Me sentí en la misma nube que cuando comencé a leer a los vectores de la democracia cultural hace unas décadas  o a los animadores de la sociedad infonomista,  con Alfons Cornellá a la cabeza hace ahora otra década, y ahora a estos propagadores de las redes sociales por doquier.

Pocas veces oí en medio de ese mensaje un análisis integral del mundo en que vivimos. Fuera para llevar la gente a la FNAC, convocar encuentros de creación colectiva mileuristas –por el precio de la inscripción- o transformar de manera creativa la prestación de los servicios turísticos, siempre escuché un análisis económico. Sólo una constatación, ninguna crítica. Pero poco social por mucho que las redes inteligentes se hayan bien apropiado el nombre, salvo en la difusión social del consumo.  ¿O acaso lo social se circunscribe a las colas para reservar un teléfono o al número de conexiones? ¿Es ese también el hecho social del turismo? ¿Habrá un reparto más igualitario del tiempo libre o aumentan las horas de trabajo? ¿Habrá alguna moratoria que evite seguir aumentando los excesos o se plantarán nuevos Dubais para castigar mientras tanto penalmente a los que se aman en sus playas? ¿Se repartirá entre los vecinos la plusvalía turística de los centros urbanos? ¿Se pagará con dinero público el incremento del derroche ambiental de los nuevos aeropuertos? En mi opinión la red social tiene que extenderse completa para dejar ver sus agujeros. A los que tampoco hay que tener miedo y que efectivamente el cliente ve, cuando no anda dormido.

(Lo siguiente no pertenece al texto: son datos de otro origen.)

Issue #295, opened 2015-06-22
Support POST OpenID Connect authentication requests


PinpointTownes:
Supporting POST authentication/authorization requests is not mandatory for clients, but would be a nice addition to support heavy OIDC payloads. 

> Authorization Servers MUST support the use of the HTTP GET and POST methods defined in RFC 2616 [RFC2616] at the Authorization Endpoint. Clients MAY use the HTTP GET or POST methods to send the Authorization Request to the Authorization Server. If using the HTTP GET method, the request parameters are serialized using URI Query String Serialization, per Section 13.1. If using the HTTP POST method, the request parameters are serialized using Form Serialization, per Section 13.2.

http://openid.net/specs/openid-connect-core-1_0.html

Implementing this thing will require much carefulness to make sure we don't create deadlocks on critical async/sync paths (@Tratcher already knows everything about this issue, but you can take a look at this comment for more information: https://github.com/aspnet-contrib/AspNet.Security.OpenIdConnect.Server/blob/vNext/src/AspNet.Security.OpenIdConnect.Server/OpenIdConnectServerHandler.cs#L365-L377)

/cc @brentschmaltz @Eilon @Tratcher

Tratcher:
Right now we use redirects to send the client over to the auth server (as a GET). What would we send to the client that would result in them doing a POST?

PinpointTownes:
An auto-post HTML form pointing to the authorization endpoint, similar to the one an OIDC server returns for a **response_mode=form_post** response.

Tratcher:
Ah, yes that's a challenge.  This might be easier with @HaoK's new prototypes where Challenge takes effect immediately rather than during OnResponseStarted, it could write the body directly. This would definitely have to be opt-in though.

Eilon:
Marking as up-for-grabs in case anyone wants to do it.

PinpointTownes:
@Eilon I'm rather busy these days, but I'm your man if nobody wants to do it :smile: 
That said, I'll probably need @brentschmaltz's help to add the appropriate tests (the logging testing is a bit cryptic for me).

@brentschmaltz out of curiosity, does AAD support POST authorization requests?

Eilon:
@PinpointTownes I'm out of town all next week but maybe we could sync up the week after that to see how this could be arranged.

PinpointTownes:
@Eilon I guess you've found nobody to implement it? :cry:

Eilon:
[...]

PR #392, opened 2015-08-07
Support POST OpenID Connect authentication/logout requests

PinpointTownes:
Fixes https://github.com/aspnet/Security/issues/295.

@Eilon as promised in my last mail, here are the first bits of the new POST authentication/authorization requests support for OIDC.

/cc @Eilon @HaoK @Tratcher

### DIFF
--- a/samples/OpenIdConnectSample/Startup.cs
+++ b/samples/OpenIdConnectSample/Startup.cs
@@ -31,11 +31,11 @@ namespace OpenIdConnectSample
             });
 
             app.UseOpenIdConnectAuthentication(options =>
-                {
-                    options.ClientId = "fe78e0b4-6fe7-47e6-812c-fb75cee266a4";
-                    options.Authority = "https://login.windows.net/cyrano.onmicrosoft.com";
-                    options.RedirectUri = "http://localhost:42023";
-                });
+            {
+                options.ClientId = "fe78e0b4-6fe7-47e6-812c-fb75cee266a4";
+                options.Authority = "https://login.windows.net/cyrano.onmicrosoft.com";
+                options.RedirectUri = "http://localhost:42023";
+            });
 
             app.Run(async context =>
             {
--- a/src/Microsoft.AspNet.Authentication.OpenIdConnect/OpenIdConnectAuthenticationHandler.cs
+++ b/src/Microsoft.AspNet.Authentication.OpenIdConnect/OpenIdConnectAuthenticationHandler.cs
@@ -11,6 +11,7 @@ using System.Linq;
 using System.Net.Http;
 using System.Net.Http.Headers;
 using System.Security.Claims;
+using System.Text;
 using System.Threading.Tasks;
 using Microsoft.AspNet.Http;
 using Microsoft.AspNet.Http.Authentication;
@@ -19,6 +20,7 @@ using Microsoft.Framework.Caching.Distributed;
 using Microsoft.Framework.Internal;
 using Microsoft.Framework.Logging;
 using Microsoft.IdentityModel.Protocols.OpenIdConnect;
+using Microsoft.Net.Http.Headers;
 using Newtonsoft.Json.Linq;
 
 namespace Microsoft.AspNet.Authentication.OpenIdConnect
@@ -30,6 +32,22 @@ namespace Microsoft.AspNet.Authentication.OpenIdConnect
     {
         private const string NonceProperty = "N";
         private const string UriSchemeDelimiter = "://";
+
+        private const string InputTagFormat = @"<input type=""hidden"" name=""{0}"" value=""{1}"" />";
+        private const string HtmlFormFormat = @"<!doctype html>
+<html>
+<head>
+    <title>Please wait while you're being redirected to the identity provider</title>
+</head>
+<body>
+    <form name=""form"" method=""post"" action=""{0}"">
+        {1}
+        <noscript>Click here to finish the process: <input type=""submit"" /></noscript>
+    </form>
+    <script>document.form.submit();</script>
+</body>
+</html>";
+
         private OpenIdConnectConfiguration _configuration;
 
         protected HttpClient Backchannel { get; private set; }
@@ -93,13 +111,43 @@ namespace Microsoft.AspNet.Authentication.OpenIdConnect
                     message = redirectToIdentityProviderNotification.ProtocolMessage;
                 }
 
-                var redirectUri = message.CreateLogoutRequestUrl();
-                if (!Uri.IsWellFormedUriString(redirectUri, UriKind.Absolute))
+                if (Options.AuthenticationMethod == OpenIdConnectAuthenticationMethod.RedirectGet)
                 {
-                    Logger.LogWarning(Resources.OIDCH_0051_RedirectUriLogoutIsNotWellFormed, redirectUri);
-                }
+                    var redirectUri = message.CreateLogoutRequestUrl();
+                    if (!Uri.IsWellFormedUriString(redirectUri, UriKind.Absolute))
+                    {
+                        Logger.LogWarning(Resources.OIDCH_0051_RedirectUriLogoutIsNotWellFormed, redirectUri);
+                    }
 
-                Response.Redirect(redirectUri);
+                    Response.Redirect(redirectUri);
+                }
+                else if (Options.AuthenticationMethod == OpenIdConnectAuthenticationMethod.FormPost)
+                {
+                    var inputs = new StringBuilder();
+                    foreach (var parameter in message.Parameters)
+                    {
+                        var name = Options.HtmlEncoder.HtmlEncode(parameter.Key);
+                        var value = Options.HtmlEncoder.HtmlEncode(parameter.Value);
+
+                        var input = string.Format(CultureInfo.InvariantCulture, InputTagFormat, name, value);
+                        inputs.AppendLine(input);
+                    }
+
+                    var issuer = Options.HtmlEncoder.HtmlEncode(message.IssuerAddress);
+
+                    var content = string.Format(CultureInfo.InvariantCulture, HtmlFormFormat, issuer, inputs);
+                    var buffer = Encoding.UTF8.GetBytes(content);
+
+                    Response.ContentLength = buffer.Length;
+                    Response.ContentType = "text/html;charset=UTF-8";
+
+                    // Emit Cache-Control=no-cache to prevent client caching.
+                    Response.Headers.Set(HeaderNames.CacheControl, "no-cache");
+                    Response.Headers.Set(HeaderNames.Pragma, "no-cache");
+                    Response.Headers.Set(HeaderNames.Expires, "-1");
+
+                    await Response.Body.WriteAsync(buffer, 0, buffer.Length);
+                }
             }
         }
 
@@ -218,14 +266,50 @@ namespace Microsoft.AspNet.Authentication.OpenIdConnect
 
             message.State = Options.StateDataFormat.Protect(properties);
 
-            var redirectUri = message.CreateAuthenticationRequestUrl();
-            if (!Uri.IsWellFormedUriString(redirectUri, UriKind.Absolute))
+            if (Options.AuthenticationMethod == OpenIdConnectAuthenticationMethod.RedirectGet)
             {
-                Logger.LogWarning(Resources.OIDCH_0036_UriIsNotWellFormed, redirectUri);
+                var redirectUri = message.CreateAuthenticationRequestUrl();
+                if (!Uri.IsWellFormedUriString(redirectUri, UriKind.Absolute))
+                {
+                    Logger.LogWarning(Resources.OIDCH_0036_UriIsNotWellFormed, redirectUri);
+                }
+
+                Response.Redirect(redirectUri);
+
+                return true;
+            }
+            else if (Options.AuthenticationMethod == OpenIdConnectAuthenticationMethod.FormPost)
+            {
+                var inputs = new StringBuilder();
+                foreach (var parameter in message.Parameters)
+                {
+                    var name = Options.HtmlEncoder.HtmlEncode(parameter.Key);
+                    var value = Options.HtmlEncoder.HtmlEncode(parameter.Value);
+
+                    var input = string.Format(CultureInfo.InvariantCulture, InputTagFormat, name, value);
+                    inputs.AppendLine(input);
+                }
+
+                var issuer = Options.HtmlEncoder.HtmlEncode(message.IssuerAddress);
+
+                var content = string.Format(CultureInfo.InvariantCulture, HtmlFormFormat, issuer, inputs);
+                var buffer = Encoding.UTF8.GetBytes(content);
+
+                Response.ContentLength = buffer.Length;
+                Response.ContentType = "text/html;charset=UTF-8";
+
+                // Emit Cache-Control=no-cache to prevent client caching.
+                Response.Headers.Set(HeaderNames.CacheControl, "no-cache");
+                Response.Headers.Set(HeaderNames.Pragma, "no-cache");
+                Response.Headers.Set(HeaderNames.Expires, "-1");
+
+                await Response.Body.WriteAsync(buffer, 0, buffer.Length);
+
+                return true;
             }
 
-            Response.Redirect(redirectUri);
-            return true;
+            Logger.LogError("An unsupported authentication method has been configured: {0}", Options.AuthenticationMethod);
+            return false;
         }
 
         /// <summary>
--- a/src/Microsoft.AspNet.Authentication.OpenIdConnect/OpenIdConnectAuthenticationOptions.cs
+++ b/src/Microsoft.AspNet.Authentication.OpenIdConnect/OpenIdConnectAuthenticationOptions.cs
@@ -11,6 +11,7 @@ using System.Security.Claims;
 using Microsoft.AspNet.Http;
 using Microsoft.AspNet.Http.Authentication;
 using Microsoft.Framework.Caching.Distributed;
+using Microsoft.Framework.WebEncoders;
 using Microsoft.IdentityModel.Protocols;
 using Microsoft.IdentityModel.Protocols.OpenIdConnect;
 
@@ -191,6 +192,11 @@ namespace Microsoft.AspNet.Authentication.OpenIdConnect
         public bool RefreshOnIssuerKeyNotFound { get; set; } = true;
 
         /// <summary>
+        /// Gets or sets the method used to redirect the user agent to the identity provider.
+        /// </summary>
+        public OpenIdConnectAuthenticationMethod AuthenticationMethod { get; set; }
+
+        /// <summary>
         /// Gets or sets the 'resource'.
         /// </summary>
         public string Resource { get; set; }
@@ -242,5 +248,10 @@ namespace Microsoft.AspNet.Authentication.OpenIdConnect
         /// This is enabled by default.
         /// </summary>
         public bool UseTokenLifetime { get; set; } = true;
+
+        /// <summary>
+        /// Gets or sets the <see cref="IHtmlEncoder"/> used to sanitize HTML outputs.
+        /// </summary>
+        public IHtmlEncoder HtmlEncoder { get; set; }
     }
 }
--- a/src/Microsoft.AspNet.Authentication.OpenIdConnect/OpenIdConnectAuthenticationMethod.cs
+++ b/src/Microsoft.AspNet.Authentication.OpenIdConnect/OpenIdConnectAuthenticationMethod.cs
@@ -1,0 +1,21 @@
+﻿namespace Microsoft.AspNet.Authentication.OpenIdConnect
+{
+    /// <summary>
+    /// Lists the different authentication methods used to
+    /// redirect the user agent to the identity provider.
+    /// </summary>
+    public enum OpenIdConnectAuthenticationMethod
+    {
+        /// <summary>
+        /// Emits a 302 response to redirect the user agent to
+        /// the OpenID Connect provider using a GET request.
+        /// </summary>
+        RedirectGet = 0,
+
+        /// <summary>
+        /// Emits an HTML form to redirect the user agent to
+        /// the OpenID Connect provider using a POST request.
+        /// </summary>
+        FormPost = 1
+    }
+}
--- a/src/Microsoft.AspNet.Authentication.OpenIdConnect/OpenIdConnectAuthenticationMiddleware.cs
+++ b/src/Microsoft.AspNet.Authentication.OpenIdConnect/OpenIdConnectAuthenticationMiddleware.cs
@@ -54,6 +54,11 @@ namespace Microsoft.AspNet.Authentication.OpenIdConnect
                 Options.SignInScheme = sharedOptions.Options.SignInScheme;
             }
 
+            if (Options.HtmlEncoder == null)
+            {
+                Options.HtmlEncoder = services.GetHtmlEncoder();
+            }
+
             if (Options.StateDataFormat == null)
             {
                 var dataProtector = dataProtectionProvider.CreateProtector(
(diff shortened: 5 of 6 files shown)


samples/OpenIdConnectSample/NuGet.Config
```diff
@@ -0,0 +1,6 @@
+﻿<?xml version="1.0" encoding="utf-8"?>
+<configuration>
+  <packageSources>
+    <add key="aspnet-contrib" value="https://www.myget.org/F/aspnet-contrib/" />
```
PinpointTownes: I'll undo these changes when we're ready to merge this PR.

samples/OpenIdConnectSample/Startup.cs
```diff
@@ -31,28 +38,63 @@ public void Configure(IApplicationBuilder app, ILoggerFactory loggerfactory)
...
+                };
+            });
 
             app.Run(async context =>
             {
                 if (!context.User.Identities.Any(identity => identity.IsAuthenticated))
                 {
                     await context.Authentication.ChallengeAsync(OpenIdConnectAuthenticationDefaults.AuthenticationScheme, new AuthenticationProperties { RedirectUri = "/" });
-
-                    context.Response.ContentType = "text/plain";
```
PinpointTownes: Updating the headers collection at this stage is no longer safe with POST requests since we start writing the auto-post form to the response stream in the middleware (invoked via `context.Authentication.ChallengeAsync`).

These two lines were pointless anyway, since the user agent was not supposed to see the printed text.

src/Microsoft.AspNet.Authentication.OpenIdConnect/OpenIdConnectAuthenticationHandler.cs
```diff
@@ -217,6 +218,47 @@ public OpenIdConnectAuthenticationHandler(HttpClient backchannel)
...
+            if (Options.UsePostAuthorizationRequests)
+            {
+                using (var buffer = new MemoryStream())
+                using (var writer = new StreamWriter(buffer))
+                {
+                    writer.WriteLine("<!doctype html>");
+                    writer.WriteLine("<html>");
+                    writer.WriteLine("<body>");
+
+                    writer.WriteLine("<form name='form' method='post' action='" + Options.HtmlEncoder.HtmlEncode(message.IssuerAddress) + "'>");
```
PinpointTownes: The last time I tried `IHtmlEncoder` (well, its default implementation), using it with single quotes was safe.
@blowdart 'zat still true?

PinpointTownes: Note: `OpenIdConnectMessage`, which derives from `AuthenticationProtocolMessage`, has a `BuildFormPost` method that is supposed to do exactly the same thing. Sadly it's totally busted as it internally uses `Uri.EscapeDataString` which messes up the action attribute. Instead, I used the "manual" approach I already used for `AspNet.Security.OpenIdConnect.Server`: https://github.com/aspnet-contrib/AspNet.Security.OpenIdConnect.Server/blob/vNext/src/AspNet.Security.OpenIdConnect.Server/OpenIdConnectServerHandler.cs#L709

Todos estos hitos postcapitalistas viajan hablando de revolución, mientras el mundo anda resfriado. Que la economía está enredada en banda ancha no cabe duda, que los códigos de comunicación cambiaron, y lo hicieron los hábitos de compra y los nombres más usados. También. Pero de ahí a afirmar con rotundidad que el viajero toma la decisión, el proveedor de una industria pesada como la turística produce al instante el servicio deseado y ambos se entienden en una red social, o que los destinos se entrelazan unidos por sus productos más allá de las fronteras, y los actores públicos y privados se funden en un abrazo, queda me temo un poco trecho, en una industria donde ni la sostenibilidad ambiental ni humana –la de las personas que trabajan- está entre las prioridades. Y que conste, que me gustan las nubes de algodón.